Its wild that dispensationalism didn't really come about until the 1830s. It was a niche theological framework and now its literal dogma and a statement of faith for many as you can see above. Its a required belief for leadership and membership in many evangelical/baptist or non denom bible churches. I think it's fair to say that most Baptists are de facto dispensationalists, even without knowing it, just by way of that being what they've always been taught.

A lot of the early dispensationalists were Presbyterian, oddly enough. They baked dispensational notes right into the pages of Scripture in the Scofield bible in 1909 which made it the "gold standard" for most pastors/people. Like straight up dual-covenant theology. Now rejecting it is pretty much viewed not just as a difference in opinion, but as a rejection of the authority of Scripture itself.

And like you said, its now under even higher criticism and disagreements.
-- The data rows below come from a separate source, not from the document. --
PR #2992, opened 2020-10-17
Fixes AtomGroup.center when using compounds + unwrapping

### LINKED ISSUE #2984: AtomGroup.center fails for compounds+wrapping
Digging into the optimization of `AtomGroup.unwrap` (from the discussion in #2982) I am trying to replicate the vectorization done in `AtomGroup.center`. I noticed that in there there's a sorting of compound indices that isn't being done if the user requests compound unwrapping. This breaks center calculation if for some reason a compound's atoms are not initially contiguous.

This is a corner case, but still possible. The fix is quite simple, and if it's ok with you I'd include it in the upcoming PR dedicated to the wrap/unwrap enhancement because that will also be dealing with similar code patterns, in the same source file (`core/groups.py`).

With a simple 5-water system:
```python
import MDAnalysis as mda
from MDAnalysis.tests.datafiles import waterPSF, waterDCD

u = mda.Universe(waterPSF, waterDCD)

testgrp = u.atoms
testndx = np.arange(len(testgrp))
np.random.shuffle(testndx)
testgrp_unordered = testgrp[testndx]
testgrp_unordered.fragindices
>> array([3, 0, 1, 1, 2, 2, 2, 4, 3, 4, 1, 0, 0, 4, 3])
```

The fragment COGs of the test group:
```python
testgrp.center_of_geometry(compound='fragments')
>> array([[ 16.86431313,  -1.89109834,  23.81008784],
          [ 18.23819478,   0.2692619 , -24.17409579],
          [ 18.62940788,  -3.88507994, -24.22752635],
          [ 20.89391009,  -0.74630801, -24.41894786],
          [ 21.33577983,  -3.48827068, -23.58818181]])
```

Same answer if atoms are unwrapped but consecutive (molecules are already whole in this test traj):
```python
testgrp.center_of_geometry(compound='fragments', unwrap=True)
>> array([[ 16.86431313,  -1.89109834,  23.81008784],
          [ 18.23819478,   0.2692619 , -24.17409579],
          [ 18.62940788,  -3.88507994, -24.22752635],
          [ 20.89391009,  -0.74630801, -24.41894786],
          [ 21.33577983,  -3.48827068, -23.58818181]])
```

Also ok if randomized but not unwrapped:
```python
testgrp_unordered.center_of_geometry(compound='fragments')
>> array([[ 16.86431313,  -1.89109834,  23.81008784],
          [ 18.23819478,   0.2692619 , -24.17409579],
          [ 18.62940788,  -3.88507994, -24.22752635],
          [ 20.89391009,  -0.74630801, -24.41894786],
          [ 21.33577983,  -3.48827068, -23.58818181]])
```

**Oops!**
```python
testgrp_unordered.center_of_geometry(compound='fragments', unwrap=True)
>> array([[ 18.76917013,  -0.9612124 ,  -8.50591214],
          [ 18.56716092,  -2.47748999, -23.95220439],
          [ 20.31393941,  -2.90605104, -23.84455808],
          [ 18.98535792,  -1.3438748 ,  -8.07818158],
          [ 19.32597733,  -2.05286684,  -8.21780777]])
```

`2.0.0-dev0` (at commit 64a7c051f1a51ff2a89b9da9257a21cea0ef00fa), Python 3.6.9, Ubuntu 18.04

EDIT: output clarification

mnmelo:
Fixes #2984

In `AtomGroup.center`, coordinates are now properly sorted after unwrapping, in tandem with `compound_indices` and `weights`. Additionally, sorting is now only even done if the `compound_indices` are not already monotonically increasing. Monotonicity is a rather cheap check for the most frequent use case, compared to the expensive sorting that's only really needed for the rarer cases of unordered/noncontiguous compounds. 

PR Checklist
------------
 - [x] Tests?
 - [ ] Docs?
 - [x] CHANGELOG updated?

### DIFF
--- a/testsuite/MDAnalysisTests/core/test_atomgroup.py
+++ b/testsuite/MDAnalysisTests/core/test_atomgroup.py
@@ -992,6 +992,12 @@ class TestUnwrapFlag(object):
         return group
 
     @pytest.fixture()
+    def unordered_ag(self, ag):
+        ndx = np.arange(len(ag))
+        np.random.shuffle(ndx)
+        return ag[ndx]
+
+    @pytest.fixture()
     def ref_noUnwrap_residues(self):
         return {
             'COG': np.array([[21.356, 28.52, 36.762],
@@ -1013,12 +1019,12 @@ class TestUnwrapFlag(object):
             'COG': np.array([[21.356, 41.685, 40.501],
                              [44.577, 43.312, 79.039],
                              [ 2.204, 27.722, 54.023]], dtype=np.float32),
-            'COM': np.array([[20.815, 42.013, 39.802],
-                             [44.918, 43.282, 79.325],
-                             [2.045, 28.243, 54.127]], dtype=np.float32),
-            'MOI': np.array([[16747.486, -1330.489,  2938.243],
-                             [-1330.489, 19315.253,  3306.212],
-                             [ 2938.243,  3306.212,  8990.481]]),
+            'COM': np.array([[21.286, 41.664, 40.465],
+                             [44.528, 43.426, 78.671],
+                             [ 2.111, 27.871, 53.767]], dtype=np.float32),
+            'MOI': np.array([[16687.941, -1330.617, 2925.883],
+                             [-1330.617, 19256.178, 3354.832],
+                             [ 2925.883,  3354.832, 8989.946]]),
             'Asph': 0.2969491080,
         }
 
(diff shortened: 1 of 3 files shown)


testsuite/MDAnalysisTests/core/test_atomgroup.py
```diff
@@ -1058,6 +1064,12 @@ def test_UnWrapFlag_residues(self, ag, ref_Unwrap_residues):
         assert_almost_equal(ag.moment_of_inertia(unwrap=True, compound='residues'), ref_Unwrap_residues['MOI'], self.prec)
         assert_almost_equal(ag.asphericity(unwrap=True, compound='residues'), ref_Unwrap_residues['Asph'], self.prec)
 
+    def test_UnWrapFlag_residues_unordered(self, unordered_ag, ref_Unwrap_residues):
```
jbarnoud, line 1067: This could be parametrized so each AG method is tested separately.

testsuite/MDAnalysisTests/core/test_atomgroup.py
```diff
@@ -1058,6 +1064,12 @@ def test_UnWrapFlag_residues(self, ag, ref_Unwrap_residues):
...
+        assert_almost_equal(unordered_ag.center_of_geometry(unwrap=True, compound='residues'), ref_Unwrap_residues['COG'], self.prec)
```
jbarnoud, line 1068: These lines could be split.

jbarnoud (changes requested):
There are a couple of changes of indentation for split lines that are make the linter complain. Other than that there only is a small change on one test that I think would improve the PR.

I'm pretty sure Gavin Ortlund has pushed back on it and stated that covenant theology is correct and that dispensationalism is a secondary issue.

IMO, its just more rejection of ascetism: the rapture gets you out of suffering.

You can go all the way back to Genesis 3 to see that God's plan from the moment of the fall was the Incarnation of Christ. A singular, continuous covenant rather than a series of distinct "tests" or "managements" where God relates to humans differently in each era.
Fun fact: Genesis 3 also disproves PSA.
I just wanted to add (in case some didn't know) that the rise of dispensationalism, came the false notion of the pre-millennial rapture.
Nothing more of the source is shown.